Exercise requirements: Go over the listing below line by line, and return each one holding the string "evicted".

** Opening Records for this exercise block **

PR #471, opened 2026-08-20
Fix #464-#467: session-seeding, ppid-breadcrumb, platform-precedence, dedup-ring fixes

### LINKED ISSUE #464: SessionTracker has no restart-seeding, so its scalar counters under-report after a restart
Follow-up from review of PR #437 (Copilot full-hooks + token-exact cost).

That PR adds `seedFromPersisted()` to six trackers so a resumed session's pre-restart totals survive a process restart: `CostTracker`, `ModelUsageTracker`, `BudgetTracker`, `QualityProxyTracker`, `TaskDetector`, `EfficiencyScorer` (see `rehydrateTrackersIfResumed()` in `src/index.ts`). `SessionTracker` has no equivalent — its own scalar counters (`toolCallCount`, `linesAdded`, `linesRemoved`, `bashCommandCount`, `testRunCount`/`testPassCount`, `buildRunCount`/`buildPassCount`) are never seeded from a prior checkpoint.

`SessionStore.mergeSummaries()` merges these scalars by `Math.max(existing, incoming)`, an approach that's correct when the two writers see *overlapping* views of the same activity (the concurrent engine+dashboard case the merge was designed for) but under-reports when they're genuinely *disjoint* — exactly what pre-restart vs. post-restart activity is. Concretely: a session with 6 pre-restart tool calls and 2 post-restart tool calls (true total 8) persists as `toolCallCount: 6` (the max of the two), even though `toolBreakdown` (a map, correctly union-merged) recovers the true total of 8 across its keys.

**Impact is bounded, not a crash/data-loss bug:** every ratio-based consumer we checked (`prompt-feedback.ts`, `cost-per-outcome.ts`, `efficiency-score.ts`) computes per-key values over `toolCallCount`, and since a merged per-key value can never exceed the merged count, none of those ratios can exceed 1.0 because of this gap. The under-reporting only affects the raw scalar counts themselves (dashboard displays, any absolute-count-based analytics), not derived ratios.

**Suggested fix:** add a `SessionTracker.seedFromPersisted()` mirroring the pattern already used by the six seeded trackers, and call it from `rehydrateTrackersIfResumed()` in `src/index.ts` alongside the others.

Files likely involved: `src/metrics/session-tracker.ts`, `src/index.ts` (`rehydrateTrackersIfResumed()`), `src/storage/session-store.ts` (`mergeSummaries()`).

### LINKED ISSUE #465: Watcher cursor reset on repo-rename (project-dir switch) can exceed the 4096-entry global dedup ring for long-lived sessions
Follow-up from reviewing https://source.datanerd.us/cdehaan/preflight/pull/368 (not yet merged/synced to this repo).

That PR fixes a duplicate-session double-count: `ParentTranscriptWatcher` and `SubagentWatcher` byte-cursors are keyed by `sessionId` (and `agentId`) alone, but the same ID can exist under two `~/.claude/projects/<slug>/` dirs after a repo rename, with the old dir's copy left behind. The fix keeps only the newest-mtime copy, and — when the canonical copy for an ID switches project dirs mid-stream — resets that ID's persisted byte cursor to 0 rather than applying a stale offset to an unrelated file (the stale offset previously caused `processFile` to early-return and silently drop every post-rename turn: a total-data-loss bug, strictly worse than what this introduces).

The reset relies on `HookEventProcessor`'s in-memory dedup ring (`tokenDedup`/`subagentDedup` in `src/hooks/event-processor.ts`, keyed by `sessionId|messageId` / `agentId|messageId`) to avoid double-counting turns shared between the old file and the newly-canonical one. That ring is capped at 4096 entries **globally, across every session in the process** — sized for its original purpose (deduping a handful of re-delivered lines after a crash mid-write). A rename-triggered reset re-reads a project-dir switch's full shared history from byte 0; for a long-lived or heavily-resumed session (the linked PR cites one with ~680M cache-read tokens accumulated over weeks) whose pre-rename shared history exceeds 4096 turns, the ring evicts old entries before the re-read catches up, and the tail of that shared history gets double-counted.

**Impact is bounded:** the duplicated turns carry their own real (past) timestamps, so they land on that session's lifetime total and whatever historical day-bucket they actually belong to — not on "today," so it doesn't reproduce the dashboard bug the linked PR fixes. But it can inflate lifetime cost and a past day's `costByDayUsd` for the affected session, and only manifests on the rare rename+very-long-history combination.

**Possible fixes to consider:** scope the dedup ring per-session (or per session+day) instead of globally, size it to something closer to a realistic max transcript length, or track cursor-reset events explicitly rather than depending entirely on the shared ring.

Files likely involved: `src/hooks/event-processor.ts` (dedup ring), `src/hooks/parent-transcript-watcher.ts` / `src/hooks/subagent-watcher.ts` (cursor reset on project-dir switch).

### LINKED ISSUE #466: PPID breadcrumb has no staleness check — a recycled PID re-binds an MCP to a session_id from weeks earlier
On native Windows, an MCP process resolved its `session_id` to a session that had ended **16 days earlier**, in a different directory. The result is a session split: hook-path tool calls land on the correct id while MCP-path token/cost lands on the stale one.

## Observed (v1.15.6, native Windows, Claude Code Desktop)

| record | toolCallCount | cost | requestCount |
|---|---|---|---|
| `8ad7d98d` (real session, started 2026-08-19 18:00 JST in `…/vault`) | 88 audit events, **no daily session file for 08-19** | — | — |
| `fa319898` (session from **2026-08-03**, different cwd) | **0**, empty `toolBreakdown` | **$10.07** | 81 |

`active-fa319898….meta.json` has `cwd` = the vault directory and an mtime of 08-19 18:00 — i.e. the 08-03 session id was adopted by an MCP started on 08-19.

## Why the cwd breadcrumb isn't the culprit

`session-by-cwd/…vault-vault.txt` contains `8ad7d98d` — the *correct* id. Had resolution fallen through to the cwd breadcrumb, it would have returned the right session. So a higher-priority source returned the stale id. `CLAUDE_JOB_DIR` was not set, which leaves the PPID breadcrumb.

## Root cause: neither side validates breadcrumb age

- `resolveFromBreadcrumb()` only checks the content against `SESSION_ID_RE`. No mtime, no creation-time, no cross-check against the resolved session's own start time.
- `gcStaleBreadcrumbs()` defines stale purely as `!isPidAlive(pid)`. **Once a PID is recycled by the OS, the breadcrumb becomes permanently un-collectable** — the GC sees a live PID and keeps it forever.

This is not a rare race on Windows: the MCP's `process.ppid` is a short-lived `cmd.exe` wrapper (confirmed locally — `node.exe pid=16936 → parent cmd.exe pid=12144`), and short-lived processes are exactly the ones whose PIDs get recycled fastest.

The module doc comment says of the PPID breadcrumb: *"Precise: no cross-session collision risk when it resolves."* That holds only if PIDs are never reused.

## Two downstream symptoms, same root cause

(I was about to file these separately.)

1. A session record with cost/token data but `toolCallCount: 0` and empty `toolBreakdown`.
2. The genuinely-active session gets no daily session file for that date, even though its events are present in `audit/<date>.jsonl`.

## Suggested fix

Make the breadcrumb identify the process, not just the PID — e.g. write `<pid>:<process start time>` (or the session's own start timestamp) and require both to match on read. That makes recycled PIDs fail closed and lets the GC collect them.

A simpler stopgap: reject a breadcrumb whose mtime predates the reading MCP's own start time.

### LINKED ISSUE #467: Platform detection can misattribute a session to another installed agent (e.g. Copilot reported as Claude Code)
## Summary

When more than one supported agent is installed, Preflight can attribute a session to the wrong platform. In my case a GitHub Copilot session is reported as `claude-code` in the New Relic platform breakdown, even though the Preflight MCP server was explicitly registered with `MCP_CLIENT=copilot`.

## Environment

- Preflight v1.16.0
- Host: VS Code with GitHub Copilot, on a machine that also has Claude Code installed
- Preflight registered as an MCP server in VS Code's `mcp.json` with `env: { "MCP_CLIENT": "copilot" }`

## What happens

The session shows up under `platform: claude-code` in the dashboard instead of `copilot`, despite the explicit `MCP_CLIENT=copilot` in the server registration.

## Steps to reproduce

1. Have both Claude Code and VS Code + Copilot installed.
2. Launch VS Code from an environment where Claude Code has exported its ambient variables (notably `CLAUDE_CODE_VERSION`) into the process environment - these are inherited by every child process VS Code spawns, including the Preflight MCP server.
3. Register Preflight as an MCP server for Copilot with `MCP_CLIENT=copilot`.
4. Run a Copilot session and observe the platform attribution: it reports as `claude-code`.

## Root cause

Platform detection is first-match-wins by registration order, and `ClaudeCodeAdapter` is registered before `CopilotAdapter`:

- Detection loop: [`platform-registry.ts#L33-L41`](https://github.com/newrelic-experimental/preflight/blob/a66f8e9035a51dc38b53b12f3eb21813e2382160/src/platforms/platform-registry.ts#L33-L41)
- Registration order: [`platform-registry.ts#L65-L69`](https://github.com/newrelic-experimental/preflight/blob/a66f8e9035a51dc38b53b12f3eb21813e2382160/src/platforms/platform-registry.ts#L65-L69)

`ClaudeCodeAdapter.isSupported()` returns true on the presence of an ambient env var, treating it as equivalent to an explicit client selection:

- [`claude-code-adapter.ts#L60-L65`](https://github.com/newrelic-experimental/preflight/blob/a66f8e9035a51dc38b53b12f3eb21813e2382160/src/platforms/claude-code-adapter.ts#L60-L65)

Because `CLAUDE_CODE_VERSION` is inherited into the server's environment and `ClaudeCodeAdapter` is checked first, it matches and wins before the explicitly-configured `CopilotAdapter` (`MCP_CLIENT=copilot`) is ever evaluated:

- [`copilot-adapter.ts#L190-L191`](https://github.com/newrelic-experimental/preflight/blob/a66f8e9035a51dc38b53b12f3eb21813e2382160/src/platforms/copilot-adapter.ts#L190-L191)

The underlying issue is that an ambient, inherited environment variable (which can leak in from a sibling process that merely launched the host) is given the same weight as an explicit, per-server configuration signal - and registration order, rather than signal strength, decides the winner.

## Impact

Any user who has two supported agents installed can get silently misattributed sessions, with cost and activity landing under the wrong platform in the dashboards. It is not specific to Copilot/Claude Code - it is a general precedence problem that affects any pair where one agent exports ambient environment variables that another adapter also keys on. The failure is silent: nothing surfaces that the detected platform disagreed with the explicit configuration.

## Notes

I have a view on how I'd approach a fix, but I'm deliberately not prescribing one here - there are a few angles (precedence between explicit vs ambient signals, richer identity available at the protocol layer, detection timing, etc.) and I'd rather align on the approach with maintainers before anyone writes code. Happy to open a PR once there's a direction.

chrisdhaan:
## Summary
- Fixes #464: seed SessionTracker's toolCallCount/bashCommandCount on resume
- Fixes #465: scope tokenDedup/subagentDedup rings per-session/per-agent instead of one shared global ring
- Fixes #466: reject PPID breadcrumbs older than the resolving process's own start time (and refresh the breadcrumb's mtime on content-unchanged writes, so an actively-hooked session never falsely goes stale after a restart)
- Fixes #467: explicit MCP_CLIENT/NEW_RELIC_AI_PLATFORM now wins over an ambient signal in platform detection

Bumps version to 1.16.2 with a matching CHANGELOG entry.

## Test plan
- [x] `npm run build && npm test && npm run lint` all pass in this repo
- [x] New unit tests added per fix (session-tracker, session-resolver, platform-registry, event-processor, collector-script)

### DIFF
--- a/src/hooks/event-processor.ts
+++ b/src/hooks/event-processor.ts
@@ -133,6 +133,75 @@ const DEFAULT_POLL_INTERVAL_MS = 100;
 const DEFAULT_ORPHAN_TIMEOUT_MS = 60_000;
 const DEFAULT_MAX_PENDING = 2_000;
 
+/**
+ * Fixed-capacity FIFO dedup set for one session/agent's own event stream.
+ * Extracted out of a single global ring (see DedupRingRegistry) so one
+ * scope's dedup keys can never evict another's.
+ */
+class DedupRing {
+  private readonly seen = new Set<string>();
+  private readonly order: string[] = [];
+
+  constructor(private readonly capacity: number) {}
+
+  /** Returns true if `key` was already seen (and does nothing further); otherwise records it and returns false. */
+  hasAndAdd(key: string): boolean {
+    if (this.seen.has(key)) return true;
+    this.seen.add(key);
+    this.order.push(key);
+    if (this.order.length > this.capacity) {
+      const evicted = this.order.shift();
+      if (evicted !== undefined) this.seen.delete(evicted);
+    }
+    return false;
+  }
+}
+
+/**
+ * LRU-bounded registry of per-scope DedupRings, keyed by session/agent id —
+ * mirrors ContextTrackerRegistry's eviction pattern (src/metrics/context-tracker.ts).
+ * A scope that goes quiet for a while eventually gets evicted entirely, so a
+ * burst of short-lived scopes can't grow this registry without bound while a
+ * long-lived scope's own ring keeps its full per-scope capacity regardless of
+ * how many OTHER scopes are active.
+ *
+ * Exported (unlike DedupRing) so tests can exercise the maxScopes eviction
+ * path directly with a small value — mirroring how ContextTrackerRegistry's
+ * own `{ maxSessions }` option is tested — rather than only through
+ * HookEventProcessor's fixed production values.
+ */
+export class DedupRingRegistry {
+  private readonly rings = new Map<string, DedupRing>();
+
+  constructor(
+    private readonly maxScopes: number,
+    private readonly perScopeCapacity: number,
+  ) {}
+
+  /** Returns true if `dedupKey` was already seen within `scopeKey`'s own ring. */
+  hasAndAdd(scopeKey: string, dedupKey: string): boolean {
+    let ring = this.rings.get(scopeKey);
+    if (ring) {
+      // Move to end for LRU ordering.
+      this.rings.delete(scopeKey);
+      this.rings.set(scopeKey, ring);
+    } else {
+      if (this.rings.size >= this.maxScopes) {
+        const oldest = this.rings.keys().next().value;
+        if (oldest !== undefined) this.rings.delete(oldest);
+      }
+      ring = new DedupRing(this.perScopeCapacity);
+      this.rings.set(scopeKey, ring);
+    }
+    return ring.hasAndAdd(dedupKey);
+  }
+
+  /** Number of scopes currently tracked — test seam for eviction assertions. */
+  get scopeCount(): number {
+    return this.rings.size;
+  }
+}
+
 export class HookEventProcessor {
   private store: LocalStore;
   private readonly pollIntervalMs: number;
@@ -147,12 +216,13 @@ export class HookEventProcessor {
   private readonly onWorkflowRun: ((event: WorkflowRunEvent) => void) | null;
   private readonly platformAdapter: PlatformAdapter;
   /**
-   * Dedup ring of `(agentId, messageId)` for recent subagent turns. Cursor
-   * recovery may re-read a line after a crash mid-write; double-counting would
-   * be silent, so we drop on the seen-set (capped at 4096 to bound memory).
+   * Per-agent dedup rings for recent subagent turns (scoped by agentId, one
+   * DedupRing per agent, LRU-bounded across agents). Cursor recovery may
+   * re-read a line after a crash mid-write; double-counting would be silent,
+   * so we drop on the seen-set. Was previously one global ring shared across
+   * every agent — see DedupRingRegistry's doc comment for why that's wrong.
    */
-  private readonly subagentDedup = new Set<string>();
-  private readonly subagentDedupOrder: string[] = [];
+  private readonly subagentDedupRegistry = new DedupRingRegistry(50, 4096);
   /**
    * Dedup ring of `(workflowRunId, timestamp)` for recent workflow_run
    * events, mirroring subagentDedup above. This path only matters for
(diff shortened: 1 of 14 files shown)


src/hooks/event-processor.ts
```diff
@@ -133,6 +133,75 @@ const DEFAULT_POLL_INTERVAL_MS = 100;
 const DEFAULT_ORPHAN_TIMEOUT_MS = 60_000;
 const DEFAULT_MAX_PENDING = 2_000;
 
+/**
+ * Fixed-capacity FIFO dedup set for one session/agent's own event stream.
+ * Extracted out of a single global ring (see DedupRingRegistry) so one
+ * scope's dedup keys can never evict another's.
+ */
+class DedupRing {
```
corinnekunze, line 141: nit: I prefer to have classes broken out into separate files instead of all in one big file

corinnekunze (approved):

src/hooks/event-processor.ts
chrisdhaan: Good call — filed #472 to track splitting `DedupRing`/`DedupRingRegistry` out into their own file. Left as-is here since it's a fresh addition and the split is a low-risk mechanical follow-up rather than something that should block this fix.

** Closing Records for this exercise block **

Answer for this exercise:
+      const evicted = this.order.shift();
+      if (evicted !== undefined) this.seen.delete(evicted);
+ * A scope that goes quiet for a while eventually gets evicted entirely, so a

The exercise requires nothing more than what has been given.